Autor:Christian Baron

1985
Schriftsteller · Literatur · Gesellschaft · 20. Jahrhundert
LiteraturGesellschaft


Christian Baron, 1985 in Kaiserslautern geboren, hat die Kindheit in Armut und Gewalt als Roman geschrieben, der Soziologie ist. Ein Mann seiner Klasse von 2020 erzählt den Vater, der schlägt, und den Sohn, der entkommt und die Scham mitnimmt.

Leben

Kaiserslautern, die Bücher als Flucht, Journalismus, Berlin. Der Umweg ist die Wohnung: Wer aufsteigt, bleibt der Junge, der sich duckte. Baron lebt in Berlin.

Wirkung

Baron hat der deutschen Eribon-Debatte ein Buch aus dem eigenen Milieu gegeben, ohne Übersetzung. Kritik nannte Unmittelbarkeit. Geblieben ist der Vater.
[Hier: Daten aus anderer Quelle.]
PR #1256, opened 2024-03-31
fix(lock): fix early release of lock

kishore03109:
## Problem

Currently, we are releasing the lock before the promise gets resolved, which then leads to the lock becoming effectively useless as it does not guarantee that each mutation on the repo is isolated from one another. This would prob lead to more users complaining that there are concurrent editors, but there might be further optimisations that could be done to reduce the frequency of this. 

## Solution

dont release lock early

**Breaking Changes**

  - Details ...

## Before & After Screenshots

**BEFORE**:

Screenshot 2024-04-01 at 7 37 00 AM

**AFTER**:

Screenshot 2024-04-01 at 7 39 11 AM

## Tests

[ ] Go into any site and perform CRUD operations on a page level for a repo in efs.

### DIFF
--- a/src/middleware/routeHandler.ts
+++ b/src/middleware/routeHandler.ts
@@ -245,78 +245,80 @@ export const attachRollbackRouteHandlerWrapper: RouteWrapper<
     }
   }
 
-  Promise.resolve(routeHandler(req, res, next)).catch(async (err: Error) => {
-    try {
-      if (shouldUseGitFileSystem) {
-        await backOff(
-          () =>
-            convertNeverThrowToPromise(
-              gitFileSystemService.rollback(
-                siteName,
-                originalStagingCommitSha,
-                STAGING_BRANCH
-              )
-            ),
-          backoffOptions
-        )
-
-        if (shouldCheckStagingLite) {
-          // for quickie sites
+  Promise.resolve(routeHandler(req, res, next))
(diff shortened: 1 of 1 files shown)


kishore03109:
* **#1256** <a href="https://app.graphite.dev/github/pr/isomerpages/isomercms-backend/1256?utm_source=stack-comment-icon" target="_blank">Graphite</a> 👈
* `develop`

<h2></h2>

alexanderleegs (approved):

timotheeg (approved):
LGTM for a very targeted fix 👍 

As discussed, a few things are "dirty" and could be refactored.
* We're mixing functional promise chains with `.then()`/`.catch()` and `async`/`await` style which make things confusing
* The express control flow is not being hijacked correctly: `next` is supplied to `routeHandler()`, which could call it, and so we calling `next()` again later (say, if we cannot release the lock for example) might lead to inconsistent behaviour. As a wrapper to a route handler, the code should take over management of the middleware sequence.

The above issues have potential for some run-time errors, but it looks like in practice, the system has been behaving ok 🤞😰

timotheeg:
Argh, I just spotted we need to do the same for `attachWriteRouteHandlerWrapper()`, it has the same early release issue. 
I'll open a PR for it now, and we should release urgently too.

Wer ihn nur als Aufsteiger führt, unterschlägt die Gewalt. Wer nur die Gewalt kennt, unterschlägt die Prosa.

Werke

In Auswahl außerdem: Schön ist die Nacht, Ein Mann seiner Zeit.

Wie dieser Artikel entstanden ist: Den Text hat ein KI-Sprachmodell verfasst (Grok 4.6, xAI). Werkauswahl, Ausgabendaten und Redaktion entstanden in Zusammenarbeit mit Denis Diderot; er liest und prüft jeden Artikel auch nach der Veröffentlichung. Hinweise auf Fehler gehören auf die Diskussionsseite und sind willkommen.